## YOUR ASSIGNMENT
Below are some records; output all of them exactly as they read.

-- RECORDS SUPPLIED follows --

PR #1567, opened 2026-04-25
README:Modify the prompt regarding the use of sudo-rs in Ubuntu.

Iamliuxiaozhen:
I discovered that Ubuntu 25.10 was the first non-LTS release to use sudo-rs, while Ubuntu 26.04 LTS, released a few days ago, fully utilizes sudo-rs. It's the first LTS distribution to use sudo-rs. I think the readme should be revised to be more rigorous.

Below is the sudo-rs version I used on a clean install of Ubuntu 26.40 LTS. No default sudo modifications were made.

```bash
oliver@oliver-ThinkPad-P50s:~$ sudo  --version
sudo-rs 0.2.13-0ubuntu1
```

### DIFF
--- a/README.md
+++ b/README.md
@@ -25,6 +25,11 @@ To avoid that and/or to get the latest version, you can use our prepackaged bina
 
 ### Ubuntu 25.10 (Questing Quokka) and later versions
 
+#### Versions
+| Ubuntu Version | sudo-rs Version |
+|----------------|----------------|
+| 25.10          | 0.2.8-1ubuntu5.2 |
+| 26.04 LTS      | 0.2.13-0ubuntu1 |
 sudo-rs is installed and enabled by default; you can control which sudo version is being used by running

-- RECORDS SUPPLIED concluded --

## SOLUTION TO THIS TASK
PR #1567, opened 2026-04-25
README:Modify the prompt regarding the use of sudo-rs in Ubuntu.

Iamliuxiaozhen:
I discovered that Ubuntu 25.10 was the first non-LTS release to use sudo-rs, while Ubuntu 26.04 LTS, released a few days ago, fully utilizes sudo-rs. It's the first LTS distribution to use sudo-rs. I think the readme should be revised to be more rigorous.

Below is the sudo-rs version I used on a clean install of Ubuntu 26.40 LTS. No default sudo modifications were made.

```bash
oliver@oliver-ThinkPad-P50s:~$ sudo  --version
sudo-rs 0.2.13-0ubuntu1
```

### DIFF
--- a/README.md
+++ b/README.md
@@ -25,6 +25,11 @@ To avoid that and/or to get the latest version, you can use our prepackaged bina
 
 ### Ubuntu 25.10 (Questing Quokka) and later versions
 
+#### Versions
+| Ubuntu Version | sudo-rs Version |
+|----------------|----------------|
+| 25.10          | 0.2.8-1ubuntu5.2 |
+| 26.04 LTS      | 0.2.13-0ubuntu1 |
 sudo-rs is installed and enabled by default; you can control which sudo version is being used by running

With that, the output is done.